● **Excerpts from a dataset**
☆ ☆ ☆ ☆

PR #48, opened 2016-01-01
Fix boolean values being surrounded by quotes

jviotti:
Instead of `false` or `true` we get `'false'` and `'true'` respectively.


jviotti:
This regression was introduced in https://github.com/resin-io/drivelist/issues/46

PR #49, opened 2016-01-04
Implement name property

jviotti:
This property represents the "display name" of a drive. In the case of
OS X and GNU/Linux, this is simply the device name (e.g: `/dev/disk2`)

☆ ☆ ☆ ☆

● **Activity**
Write the records again exactly as they stand.

● **Written answer**
PR #48, opened 2016-01-01
Fix boolean values being surrounded by quotes

jviotti:
Instead of `false` or `true` we get `'false'` and `'true'` respectively.


jviotti:
This regression was introduced in https://github.com/resin-io/drivelist/issues/46

PR #49, opened 2016-01-04
Implement name property

jviotti:
This property represents the "display name" of a drive. In the case of
OS X and GNU/Linux, this is simply the device name (e.g: `/dev/disk2`)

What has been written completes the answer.